Les filles ne veulent plus manger une à coté de l'autre. Même si elles le font, les deux ne sont pas contentes à leur façon. Une chigne, l'autre pleure.


C'est pour dire, qu'il y a ces périodes où on se sent tellement impuissants.

Quand la grande est partie chez son grand-papa, j'avais une minie qui avait le coeur brisée. On a tenté de faire des petits spéciaux pour qu'elle se sente elle aussi privilégiée à sa façon.

Quand la grande est revenue de chez son grand-papa, c'est elle qui pleurait. Elle a pleuré plus d'une heure en arrivant... encore un bon moment à l'heure de se coucher, encore le lendemain matin au réveil et dans la journée. Tout la dérangeait. Tommy qui jouait avec une caméra, la minie qui jouait à un jeu vidéo qu'elle n'avait pas joué depuis longtemps donc ce n'était pas normal pour la grande... Elle pleurait des "privilèges" que la minie a eu... (un seul en fait) même si elle en avait eu bien plus. Elle m'a dit que nous n'étions pas gentil à son retour alors que tout était "comme d'habitude". Mais pas pour elle... c'était juste trop.

Qu'est-ce qu'on peut faire pour apaiser ce genre de peine? Car je n'avais aucune idée et ce n'est qu'un sentiment d'impuissance qui a fait surface... tentant de la consoler du mieux que je pouvais.

Il y a en plusieurs comme ça. Le bébé qui me parle en chinois, ou bien lorsque j'essaie de lui expliquer quelque chose que je sais qu'il ne peut pas comprendre... Les repas... les milles et une tactique qu'on doit avoir pour qu'il mange un peu... Mon impression de ne pas en faire suffisamment pour lui.

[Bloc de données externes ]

PR #521, opened 2023-06-02
Provide argument for bufnr

serpent7776:
There's an error in vim 8.0:

```
E119: Not enough arguments for function: bufnr
E116: Invalid arguments for function getbufvar(bufnr(),'NERDCommenterFirstInit')
E15: Invalid expression: getbufvar(bufnr(),'NERDCommenterFirstInit')
```

In that version, `bufnr` requires an argument, so pass `"%"`, which means current buffer.

### DIFF
--- a/autoload/nerdcommenter.vim
+++ b/autoload/nerdcommenter.vim
@@ -492,7 +492,7 @@ function! nerdcommenter#SetUp() abort
             endif
         endfor
         " if g:NERD_<filetype>_alt_style is defined, use the alternate style
-        let b:NERDCommenterFirstInit = getbufvar(bufnr(),'NERDCommenterFirstInit')
+        let b:NERDCommenterFirstInit = getbufvar(bufnr('%'),'NERDCommenterFirstInit')
         if exists('g:NERDAltDelims_'.filetype) && eval('g:NERDAltDelims_'.filetype) && !b:NERDCommenterFirstInit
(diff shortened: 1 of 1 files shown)


alerque (commented):
Will this cause an error in any older/never versions?

serpent7776:
I checked this on vim 8.0 and 8.2 and both versions work.

Documentation says `"" or "%" can be used for the current buffer` on both versions. For 8.2 the first argument is optional, but for 8.0 it isn't.

I think it should be safe for newer versions, unless vim broke compatibility here.
Unsure about versions older than 8.0.

autoload/nerdcommenter.vim
```diff
@@ -492,7 +492,7 @@ function! nerdcommenter#SetUp() abort
             endif
         endfor
         " if g:NERD_<filetype>_alt_style is defined, use the alternate style
-        let b:NERDCommenterFirstInit = getbufvar(bufnr(),'NERDCommenterFirstInit')
+        let b:NERDCommenterFirstInit = getbufvar(bufnr("%"),'NERDCommenterFirstInit')
```
alerque, line 495:
```suggestion
        let b:NERDCommenterFirstInit = getbufvar(bufnr('%'),'NERDCommenterFirstInit')
```

alerque (changes requested):
Need to pass lints...

alerque (approved):

PR #525, opened 2023-08-03
Add new delimiter for HCL files

someone-stole-my-name:
Adds support for raw HCL files, docs [here](https://developer.hashicorp.com/packer/docs/templates/hcl_templates/syntax#comments).


alerque (approved):
Thanks for the contribution...

PR #530, opened 2023-12-18
Add delimiter for pamenv

huangyxi:
> The "#" character at start of line (no space at front) can be used to mark this line as a comment line.
https://man7.org/linux/man-pages/man5/pam_env.conf.5.html

### DIFF
--- a/autoload/nerdcommenter.vim
+++ b/autoload/nerdcommenter.vim
@@ -280,6 +280,7 @@ let s:delimiterMap = {
     \ 'ox': { 'left': '//' },
     \ 'paludis-use-conf': { 'left': '#' },
     \ 'pandoc': { 'left': '<!--', 'right': '-->' },
+    \ 'pamenv': { 'left': '#' },
     \ 'pascal': { 'left': '{', 'right': '}', 'leftAlt': '(*', 'rightAlt': '*)' },
     \ 'patran': { 'left': '$', 'leftAlt': '/*', 'rightAlt': '*/' },
     \ 'pcap': { 'left': '#' },


alerque:
This will only partially work because I don't think we have any accommodations for forcing comments to be at the start of a line. That might be worth opening a feature request to track as it may affect other formats as well. I can merge this but results will be a little bit inconsistent since most of the macros assume comments can start anywhere in a line.

huangyxi:
Thank you for your response and for identifying a generic issue in commenting.

I agree with the point that the current modification may not strictly follow the official document, potentially leading to inconsistency. However, in this specific situation, commenting whether at the start of a line doesn't actually affect the final result. Since the initial release of Linux-PAM on GitHub in June 2000, leading white spaces have been skipped before the comment sign `#` detection. And I have confirmed this on an Ubuntu machine.

```c
	// `/modules/pam_env/pam_env.c`

	/* skip leading white space */
	key += strspn(key, " \n\t");

	/* skip blanks lines and comments */
	if (!key || key[0] == '#')
	    continue;
```
[initial commit of above lines in linux-pam](https://github.com/linux-pam/linux-pam/blob/ea488580c42e8918445a945484de3c8a5addc761/modules/pam_env/pam_env.c#L228-L233)
[current commit of above lines in linux-pam](https://github.com/linux-pam/linux-pam/blob/cf492d0cedf10d4128c5cf211998dff2260acb6a/modules/pam_env/pam_env.c#L937-L942)

Anyway, I understand and respect the decision, whether it involves merging this pull request or not.

alerque (approved):

PR #536, opened 2024-08-22
fix: correct logic for switching alt delimiters

carlostobon:
- Fixed a problem where toggling delimiters was not working due to copy statement.
- Confirmed that toggling works correctly across different buffers.

### DIFF
--- a/autoload/nerdcommenter.vim
+++ b/autoload/nerdcommenter.vim
@@ -486,7 +486,7 @@ function! nerdcommenter#SetUp() abort
     let b:NERDSexyComMarker = ''
 
     if has_key(s:delimiterMap, filetype)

Et il y a cette minie. Qui est toujours aussi fragile, qui pleure toujours autant, dont les larmes escaladent si haut que je ne sais plus comment la faire redescendre à travers ces cris qui finalement, au bout du compte, finissent par nous faire voir rouge. C'est qu'elle ne se raisonne plus et ne fait que pleurer.

Tout à l'heure, c'était parce que sa soeur la regardait. Alors qu'elle voulait supposément jouer au défi que sa soeur ne devait pas la regarder.... Et au dodo, ce sont les images dans sa tête qu'elle n'aime pas.

Après avoir tout essayé, calmement, patiemment... ça devient difficile. Finalement, je l'ai saisi... juste pour qu'elle m'entende à travers ces cris. Et ensuite... après les milles et une solution qu'elle refusait d'entendre et d'accepter, j'ai fini par l'emballer très fort dans une couverture.. un petit cocon, juste pour qu'elle cesse de crier et que son corps se calme.

Mais dans le fond.. je n'ai jamais l'impression d'aider... seulement de panser les blessures...

Bref... il y a ces moments comme ça, qui viennent et qui passent.